§ **ASSIGNED TASK**: The entries must be restated exactly as written.

Dataset items
PR #368, opened 2025-10-08
M17 meta text receiving

turnrye:
# What

This change adds support for reassembling M17 meta text and displaying it.

# How

This change is based on the work originally done in https://github.com/OpenRTX/OpenRTX/pull/314, current as of https://github.com/OpenRTX/OpenRTX/pull/314/commits/e8c3ea54b93fe894b86d69c29448fdcdb236bb7d. The changes there had whitespace changes removed, then were squash merged onto a new branch. From there, changes that were unrelated to the M17 meta text feature were removed. Then, changes consistent with feedback from previous commits were made to try to simplify code review.

The work in this PR was done by @kd0oss Rick. I am helping pick, address feedback, and land these changes.

# Potentially controversial decisions

- When for a given transmission both an extended callsign and a meta text are received, only display the meta text (ui code decision); this is to avoid having to introduce another line of text, or squash the text together into the same line; I think this should be revisited though when there's a redesign of the VFO receive mode
- No attempt is made to deal with received meta text changing mid transmission (i.e. some blocks are from meta text A but then some blocks are from meta text B); this is ok per the spec since meta text isn't expected to change, but edge cases are certainly possible
- If meta text blocks are received out of order, they'll still be inserted, but the display behavior may have excessive empty characters where the missing blocks should be; e.g. if the last block is the only received block, the previous blocks will be shown on the UI as empty rather than trimming whitespace or hiding the incomplete text; again this is generally consistent with the M17 spec but this may not be the best UX; would love user feedback on how often this happens and what their expectations would be

### DIFF
--- a/.github/workflows/main.yml
+++ b/.github/workflows/main.yml
@@ -40,17 +40,17 @@ jobs:
             ls build_cm7/ &&
             ls build_arm/ &&
             ls build_linux/ &&
-            mv build_cm7/openrtx_cs7000p_wrap openrtx_cs7000p_${{ env.BRANCH_NAME }}.bin &&
-            mv build_cm7/openrtx_cs7000p_dfu openrtx_cs7000p_${{ env.BRANCH_NAME }}.dfu &&
-            mv build_arm/openrtx_cs7000_bin openrtx_cs7000_${{ env.BRANCH_NAME }}.bin &&
-            mv build_arm/openrtx_cs7000_dfu openrtx_cs7000_${{ env.BRANCH_NAME }}.dfu &&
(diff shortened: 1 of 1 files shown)


turnrye:
The build failure appears to be a CI platform network blip, it just needs to be re-run.

turnrye:
Setting as draft to try to minimize code reviewer work-in-progress. This is a lower priority change compared to my other PRs. Please help me get those through review first.

turnrye:
I've synced this with the latest master. The last thing I need to do before taking this back out of draft is to split up the commit into smaller, more focused changes that stack to build this feature. Will do that soon.

turnrye:
Moved to https://github.com/OpenRTX/OpenRTX/pull/390; the CI was complaining about the branch name having "/" in it here.

PR #371, opened 2025-10-12
Update License and Copyright Header

turnrye:
This change:

- Updates the copyright across this project to cover years 2020-2026
- Makes the license header the same on every source file that can have it
- Adds the license header in a few places where it was missing
- Adds an inclusive copyright statement rather than individual authors, that way it's clear that copyrights continue to be individually held despite not having each specific contributor listed
- Adopts a tool for checking and setting the copyright header
- Adds a CI job to ensure that files continue to have the proper header (including new files)
- Codifies in the tool's configuration what files are _not_ original works of this project and therefore not having the license header


silseva:
Now you made me think: given that we're changing all the copyright headers, what if we update everything to use the SPDX licence identifier?

turnrye:
> Now you made me think: given that we're changing all the copyright headers, what if we update everything to use the SPDX licence identifier?

@silseva are you suggesting to add this to the top in addition to the changes this branch has, or to replace the header altogether with this one line?
```C
// SPDX-License-Identifier: GPL-3.0-or-later
```
?

silseva:
Something like this, maybe?
```
/*
 * SPDX-License-Identifier: GPL-3.0-or-later
 * Copyright (C) 2020-2025 OpenRTX Contributors
 *
 * This file is part of OpenRTX.
 */
```
Just throwing ideas

turnrye:
Lovely, that was what I was imagining too! I'll make this change.

silseva:
I'll wait to merge this after we close a bit of the current pending PRs, so that we do not have to do the same work twice

silseva:
What about using this tool from FSFE for license checking? https://github.com/fsfe/reuse-tool

turnrye:
> What about using this tool from FSFE for license checking? https://github.com/fsfe/reuse-tool

I'll look into it, thanks!

turnrye:
Hey @silseva ! I think this is in a decent spot. The `toml` file reveals a lot of things to be improved, which may or may not be suitable for this PR. I wonder if you could take a cursory glance at this and let me know your thoughts on the mergeability of it? 

I have the following doubts:
- Do you want to wait a few days till 2026 and update the headers for that?
- Do you want me to add the header to files that were missing it previously that are part of the project (i.e. project copyright and gpl3+)?

silseva:
Hi Ryan!
Everything looks good! I think we can ignore the licenses of the files in the `lib` and `subprojects` directories, consistently with the reuse specification. The files in `lib` are not git submodules, but in the long run they will become.

PR #376, opened 2025-10-21
Add memory utils

Supermagnum:


openrtx/include/core/memory_utils.h
```diff
@@ -0,0 +1,224 @@
...
+    }
+    
+    return new_ptr;
+}
+
+/**
+ * @brief Safe memory deallocation with null pointer check
+ * @param ptr Pointer to memory to free
+ */
+static inline void safe_free(void *ptr)
```
silseva, line 93: There is no need for this. From [man free](https://linux.die.net/man/3/free):
```
 If ptr is NULL, no operation is performed. 
```

openrtx/include/core/memory_utils.h
```diff
@@ -0,0 +1,224 @@
...
+}
+
+/**
+ * @brief Safe memory copy with bounds checking
+ * @param dest Destination buffer
+ * @param src Source buffer
+ * @param size Number of bytes to copy
+ * @return 0 on success, -1 on error
+ */
+static inline int safe_memcpy(void *dest, const void *src, size_t size)
```
silseva, line 107: We're in a case where pointer set to zero causes a segmentation fault (Linux) or is aliased to some read-only memory region (STM32), so wrong parameters passed to a `memcpy` will cause the program to crash or notably misbehave. Moreover, a `memcpy` of size 0 does nothing.
All in all, I think we can safely skip these checks. We can discuss about that, in any case

silseva:
I'm sorry, but we're currently unable to accept this PR. I also see that it adds new functions but there is no change in the codebase to use them.

PR #377, opened 2025-10-21
Add crypto utils

Supermagnum:


silseva:
Currently we're not using any cryptographic system, but we'll reopen this PR when necessary.

PR #378, opened 2025-10-21
Add string utils

Supermagnum:


silseva:
We're in a case where pointer set to zero causes a segmentation fault (Linux) or is aliased to some read-only memory region (STM32), so wrong parameters passed to a copy functions will cause the program to crash or notably misbehave. Moreover, a copy of size 0 does nothing. All in all, I think we can safely skip these checks.

PR #382, opened 2025-10-22
M17 packet: add net-new protocol definitions for packet support

turnrye:
This commit adds the various M17 protocol definitions that are unique to packet mode. Subsequent commits will implement the updates to the protocol mechanisms to utilize these.

Ref https://tasks.openrtx.org/project/openrtx/task/756


silseva:
Thinking out loud: do we really need a packet class?

turnrye:
> Thinking out loud: do we really need a packet class?

No, but it's there for consistency with M17StreamFrame.

turnrye:
Closing because I'm not actively working on this at the moment. I hope to resume this once some of my higher priority work gets complete first.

§ **WRITTEN ANSWER**:
PR #368, opened 2025-10-08
M17 meta text receiving

turnrye:
# What

This change adds support for reassembling M17 meta text and displaying it.

# How

This change is based on the work originally done in https://github.com/OpenRTX/OpenRTX/pull/314, current as of https://github.com/OpenRTX/OpenRTX/pull/314/commits/e8c3ea54b93fe894b86d69c29448fdcdb236bb7d. The changes there had whitespace changes removed, then were squash merged onto a new branch. From there, changes that were unrelated to the M17 meta text feature were removed. Then, changes consistent with feedback from previous commits were made to try to simplify code review.

The work in this PR was done by @kd0oss Rick. I am helping pick, address feedback, and land these changes.

# Potentially controversial decisions

- When for a given transmission both an extended callsign and a meta text are received, only display the meta text (ui code decision); this is to avoid having to introduce another line of text, or squash the text together into the same line; I think this should be revisited though when there's a redesign of the VFO receive mode
- No attempt is made to deal with received meta text changing mid transmission (i.e. some blocks are from meta text A but then some blocks are from meta text B); this is ok per the spec since meta text isn't expected to change, but edge cases are certainly possible
- If meta text blocks are received out of order, they'll still be inserted, but the display behavior may have excessive empty characters where the missing blocks should be; e.g. if the last block is the only received block, the previous blocks will be shown on the UI as empty rather than trimming whitespace or hiding the incomplete text; again this is generally consistent with the M17 spec but this may not be the best UX; would love user feedback on how often this happens and what their expectations would be

### DIFF
--- a/.github/workflows/main.yml
+++ b/.github/workflows/main.yml
@@ -40,17 +40,17 @@ jobs:
             ls build_cm7/ &&
             ls build_arm/ &&
             ls build_linux/ &&
-            mv build_cm7/openrtx_cs7000p_wrap openrtx_cs7000p_${{ env.BRANCH_NAME }}.bin &&
-            mv build_cm7/openrtx_cs7000p_dfu openrtx_cs7000p_${{ env.BRANCH_NAME }}.dfu &&
-            mv build_arm/openrtx_cs7000_bin openrtx_cs7000_${{ env.BRANCH_NAME }}.bin &&
-            mv build_arm/openrtx_cs7000_dfu openrtx_cs7000_${{ env.BRANCH_NAME }}.dfu &&
(diff shortened: 1 of 1 files shown)


turnrye:
The build failure appears to be a CI platform network blip, it just needs to be re-run.

turnrye:
Setting as draft to try to minimize code reviewer work-in-progress. This is a lower priority change compared to my other PRs. Please help me get those through review first.

turnrye:
I've synced this with the latest master. The last thing I need to do before taking this back out of draft is to split up the commit into smaller, more focused changes that stack to build this feature. Will do that soon.

turnrye:
Moved to https://github.com/OpenRTX/OpenRTX/pull/390; the CI was complaining about the branch name having "/" in it here.

PR #371, opened 2025-10-12
Update License and Copyright Header

turnrye:
This change:

- Updates the copyright across this project to cover years 2020-2026
- Makes the license header the same on every source file that can have it
- Adds the license header in a few places where it was missing
- Adds an inclusive copyright statement rather than individual authors, that way it's clear that copyrights continue to be individually held despite not having each specific contributor listed
- Adopts a tool for checking and setting the copyright header
- Adds a CI job to ensure that files continue to have the proper header (including new files)
- Codifies in the tool's configuration what files are _not_ original works of this project and therefore not having the license header


silseva:
Now you made me think: given that we're changing all the copyright headers, what if we update everything to use the SPDX licence identifier?

turnrye:
> Now you made me think: given that we're changing all the copyright headers, what if we update everything to use the SPDX licence identifier?

@silseva are you suggesting to add this to the top in addition to the changes this branch has, or to replace the header altogether with this one line?
```C
// SPDX-License-Identifier: GPL-3.0-or-later
```
?

silseva:
Something like this, maybe?
```
/*
 * SPDX-License-Identifier: GPL-3.0-or-later
 * Copyright (C) 2020-2025 OpenRTX Contributors
 *
 * This file is part of OpenRTX.
 */
```
Just throwing ideas

turnrye:
Lovely, that was what I was imagining too! I'll make this change.

silseva:
I'll wait to merge this after we close a bit of the current pending PRs, so that we do not have to do the same work twice

silseva:
What about using this tool from FSFE for license checking? https://github.com/fsfe/reuse-tool

turnrye:
> What about using this tool from FSFE for license checking? https://github.com/fsfe/reuse-tool

I'll look into it, thanks!

turnrye:
Hey @silseva ! I think this is in a decent spot. The `toml` file reveals a lot of things to be improved, which may or may not be suitable for this PR. I wonder if you could take a cursory glance at this and let me know your thoughts on the mergeability of it? 

I have the following doubts:
- Do you want to wait a few days till 2026 and update the headers for that?
- Do you want me to add the header to files that were missing it previously that are part of the project (i.e. project copyright and gpl3+)?

silseva:
Hi Ryan!
Everything looks good! I think we can ignore the licenses of the files in the `lib` and `subprojects` directories, consistently with the reuse specification. The files in `lib` are not git submodules, but in the long run they will become.

PR #376, opened 2025-10-21
Add memory utils

Supermagnum:


openrtx/include/core/memory_utils.h
```diff
@@ -0,0 +1,224 @@
...
+    }
+    
+    return new_ptr;
+}
+
+/**
+ * @brief Safe memory deallocation with null pointer check
+ * @param ptr Pointer to memory to free
+ */
+static inline void safe_free(void *ptr)
```
silseva, line 93: There is no need for this. From [man free](https://linux.die.net/man/3/free):
```
 If ptr is NULL, no operation is performed. 
```

openrtx/include/core/memory_utils.h
```diff
@@ -0,0 +1,224 @@
...
+}
+
+/**
+ * @brief Safe memory copy with bounds checking
+ * @param dest Destination buffer
+ * @param src Source buffer
+ * @param size Number of bytes to copy
+ * @return 0 on success, -1 on error
+ */
+static inline int safe_memcpy(void *dest, const void *src, size_t size)
```
silseva, line 107: We're in a case where pointer set to zero causes a segmentation fault (Linux) or is aliased to some read-only memory region (STM32), so wrong parameters passed to a `memcpy` will cause the program to crash or notably misbehave. Moreover, a `memcpy` of size 0 does nothing.
All in all, I think we can safely skip these checks. We can discuss about that, in any case

silseva:
I'm sorry, but we're currently unable to accept this PR. I also see that it adds new functions but there is no change in the codebase to use them.

PR #377, opened 2025-10-21
Add crypto utils

Supermagnum:


silseva:
Currently we're not using any cryptographic system, but we'll reopen this PR when necessary.

PR #378, opened 2025-10-21
Add string utils

Supermagnum:


silseva:
We're in a case where pointer set to zero causes a segmentation fault (Linux) or is aliased to some read-only memory region (STM32), so wrong parameters passed to a copy functions will cause the program to crash or notably misbehave. Moreover, a copy of size 0 does nothing. All in all, I think we can safely skip these checks.

PR #382, opened 2025-10-22
M17 packet: add net-new protocol definitions for packet support

turnrye:
This commit adds the various M17 protocol definitions that are unique to packet mode. Subsequent commits will implement the updates to the protocol mechanisms to utilize these.

Ref https://tasks.openrtx.org/project/openrtx/task/756


silseva:
Thinking out loud: do we really need a packet class?

turnrye:
> Thinking out loud: do we really need a packet class?

No, but it's there for consistency with M17StreamFrame.

turnrye:
Closing because I'm not actively working on this at the moment. I hope to resume this once some of my higher priority work gets complete first.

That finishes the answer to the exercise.